▶ DATASET ENTRIES
#####

PR #1373, opened 2019-10-01
[WIP] MultiSig API

KPrasch:
- [ ] MultiSigAgent
    - [ ] Agent
    - [ ] Tests
- [ ] MultiSigDeployer
    - [ ] Deployer
    - [ ] Tests
- [ ] MultiSig Actors
    - [ ] Executive
    - [ ] Trustee
    - [ ] Tests
- [ ] MultiSig Entities
    - [ ] Authorization
    - [ ] Board
    - [ ] Tests
- [ ] MultiSig CLI
    - [ ] Entry Point
    - [ ] Tests

PR #1560, opened 2020-01-12
Foundations for MultiSig API and tooling.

#####

All of the material must be written out again without any change.

PR #1373, opened 2019-10-01
[WIP] MultiSig API

KPrasch:
- [ ] MultiSigAgent
    - [ ] Agent
    - [ ] Tests
- [ ] MultiSigDeployer
    - [ ] Deployer
    - [ ] Tests
- [ ] MultiSig Actors
    - [ ] Executive
    - [ ] Trustee
    - [ ] Tests
- [ ] MultiSig Entities
    - [ ] Authorization
    - [ ] Board
    - [ ] Tests
- [ ] MultiSig CLI
    - [ ] Entry Point
    - [ ] Tests

PR #1560, opened 2020-01-12
Foundations for MultiSig API and tooling.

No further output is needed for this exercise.